3-5: Reinforcement learning
Reinforcement learners provide policies on which actions to take. Recently we've only been focused on regression tree learners.
The RL problem
The professor breaks down reinforcement learning in the terms of robotics, since he's originally a roboticist. These concepts can also be applied to stock trading, but the pieces of the puzzle are as follows:
- reinforcement learning follows a sense, think, act cycle.
- We have some policy called pi that receives the state of the
environment, S.
- pi generates some action, A.
- This action has some affect on the environment.
- Changes are made to the environment based upon our actions, and then we sense again to acquire the environment's state S.

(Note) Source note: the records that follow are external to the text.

PR #610, opened 2021-07-27
update_agent: remove unused `Result`s

kelvinfan001:
### update_agent: remove unused `Result`s

Previously, the `tick_` functions returned a `Result`, but only two
of these functions would ever return the `Err` variant. Even in the
case where the returned `Result` was of the `Err` variant, the caller
does not really do anything with it.

Since we already do a good amount of error logging in the inner
functions, refactor the `tick_` functions to return `()` instead.

### update_agent: misc cleanup
For helpers that return a `Result`, move error logging to the caller
functions.

Refactor `register_driver` to return `()`, because errors shouldn't
be returned since https://github.com/coreos/zincati/pull/599.

Use `anyhow::Result`.

Refactor `tick_finalize_update` to return early to avoid deeply nested
if-else statements.

### DIFF
--- a/src/update_agent/actor.rs
+++ b/src/update_agent/actor.rs
@@ -4,7 +4,7 @@ use super::{UpdateAgent, UpdateAgentInfo, UpdateAgentState};
 use crate::rpm_ostree::{self, Release};
 use crate::utils;
 use actix::prelude::*;
-use anyhow::Error;
+use anyhow::{Error, Result};
 use futures::prelude::*;
 use log::trace;
 use prometheus::{IntCounter, IntCounterVec, IntGauge};
@@ -260,15 +260,12 @@ impl UpdateAgentInfo {
     async fn tick_initialize(&self, state: &mut UpdateAgentState) {
         trace!("update agent in start state");
         if self.enabled {
-            let register_outcome = self.register_as_driver().await;
-            if register_outcome.is_err() {
-                // In practice, we should not reach here: https://github.com/coreos/zincati/pull/599.
-                return;
-            };
+            self.register_as_driver().await;
         }
         let local_depls = self.local_deployments().await;
-        if let Ok(depls) = local_depls {
-            UpdateAgent::log_excluded_depls(&depls, &self);
+        match local_depls {
+            Ok(depls) => UpdateAgent::log_excluded_depls(&depls, &self),
+            Err(e) => log::error!("failed to query local deployments: {}", e),
         }
         let status;
         if self.enabled {
@@ -316,7 +313,10 @@ impl UpdateAgentInfo {
                     .fetch_update_hint(&self.identity, depls, allow_downgrade)
                     .await
             }
-            _ => None,
+            Err(e) => {
+                log::error!("failed to query local deployments: {}", e);
+                None
+            }
         };
 
         match release {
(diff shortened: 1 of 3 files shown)


src/update_agent/actor.rs
```diff
@@ -261,10 +257,14 @@ impl UpdateAgent {
 
 impl UpdateAgentInfo {
     /// Initialize the update agent.
-    async fn tick_initialize(&self, state: &mut UpdateAgentState) -> Result<(), ()> {
+    async fn tick_initialize(&self, state: &mut UpdateAgentState) {
         trace!("update agent in start state");
         if self.enabled {
-            self.register_as_driver().await?;
+            let register_outcome = self.register_as_driver().await;
```
lucab, line 263: It looks like this method as well may be moved to `async` and stop returning a `Result`, perhaps?

src/update_agent/actor.rs
```diff
@@ -128,13 +128,9 @@ impl Handler<RefreshTick> for UpdateAgent {
                         .tick_end(&mut *agent_state_guard, update)
                         .await
                 }
-                UpdateAgentState::EndState => Ok(()),
+                UpdateAgentState::EndState => (),
```
lucab, line 131: I think it could be possible to unify all the `.await` points above into a single one, perhaps after converting this one to an async closure.

src/update_agent/actor.rs
```diff
@@ -367,29 +357,22 @@ impl UpdateAgentInfo {
...
-        let state_change = if !strategy_can_finalize {
+        if !strategy_can_finalize {
             utils::update_unit_status(&format!(
                 "update staged: {}; reboot pending due to update strategy",
                 &release.version
             ));
             // Reset number of postponements to `MAX_FINALIZE_POSTPONEMENTS`
             // if strategy does not allow finalization.
             state.update_staged(release);
-            Err(())
```
lucab, line 392: As we are not throwing back errors from all branches anymore, it could be worth adding a direct early return here and in the `else` branch below, so that the bottom part of this function/logic is not anymore deeply nested into multiple if-else. I suspect the resulting code layout would be easier to read.

src/update_agent/actor.rs
```diff
@@ -402,28 +385,20 @@ impl UpdateAgentInfo {
                 ));
                 // Record postponement and postpone finalization.
                 state.record_postponement();
-                Err(())
-            } else {
-                self.finalize_deployment(release).await
+            } else if let Ok(release) = self.finalize_deployment(release).await {
```
lucab, line 388: This one is a strange mix where half of the result handing is done in the function itself (error logging) and half is done here at the caller (update on success).
It may be worth trying to move this one too to plain `async` too, and then decide whether to do the whole `Result` handling either fully in the function or fully here.

lucab (commented):
Code looks good, I think there are couple of directly related spots where the same cleanup approach can be applied.

src/update_agent/actor.rs
kelvinfan001: From https://users.rust-lang.org/t/expected-opaque-type-found-a-different-opaque-type-when-trying-futures-join-all/40596/4
Hmm so apparently "every `async` function generates a different, unique type, so we'll need to wrap the returned the future with `Pin<Box<dyn Future<Output = ()>>>`.
I think `.await` might still be the better option here.

src/update_agent/actor.rs
kelvinfan001: I just moved `Result` handling fully here, but noticed that this made the `self.finalize_deployment` function slightly different from the other similar helpers. In the other helpers, such as `attempt_deploy`,  it does the error logging in the function itself, but the caller _also_ does some additional handling.
For the case of `finalize_deployment` here, there is nothing additional to do for the caller if the result is `Err`. So would it actually make more sense to leave this as is, or perhaps we should move the error logging to the caller function in the other helpers as well?

kelvinfan001: On second thought, yeah I think it would make sense to just move all the error logging to the callers.

src/update_agent/actor.rs
kelvinfan001: I've made it stop returning `Result`s, but I thought this is already an `async` function, or am I missing something...

lucab: You are totally right, sorry for the confusion. I think I was locally reading by mistake a previous revision where `register_as_driver` was still using actix future types.

lucab (approved):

- Ultimately, we receive some reward R from our actions on the environment, and we want our reinforcement learning to maximize that reward.
- Finally, our algorithm Q interprets what actions generate a state that ends up in a reward, and uses this to update the pi policy.
All of these concepts can also be applied to a Q-learning robot that generates orders in the stock market. Please find below a high-level overview from the course:
Trading as an RL problem
The professor provides us with a quiz to break down different actions, states, and rewards in regards to trading:
Markov decision problems
Pretty much covers the previous sections, however, we discuss transition functions where we identify states S, some action A, and then we find probabilities to end up in state S prime. Our transition function must sum all probabilities for this three-dimensional data structure to 1.0. We also have a reward function that identifies that some state S also provides us with a reward by executing action A.
So the purpose of solving this problem is to find policies pi that interpret S to maximize reward. How we do this is via:
- policy iteration
- value iteration
Unknown transitions and rewards
Experience tuples are sets of data that relate a state, an action, a state prime after the action occurs, and a reward. As we continue to encounter new situations, this data structure increases in size with the number of experiences.
We can leverage this data in two ways to conduct reinforcement learning:
- model-based
- build a model using transition functions and reward functions
- conduct value or policy iteration
- model-free
- this involves q-learning where we inspect the data as a whole
What to optimize?
The professor discusses the different types of reward given the amount of time we have to acquire that reward - our horizon. In the slide below, the robot searches for a reward - obviously the $1 reward is more immediate while the $1M reward is harder to reach.
What we use in Q-learning is the discounted reward, modified by gamma as the horizon approaches infinity. Gamma can effectively be our interest rate and, as we see here, it effectively devalues our reward as time goes on. This is all to say that money today is worth more than money tomorrow.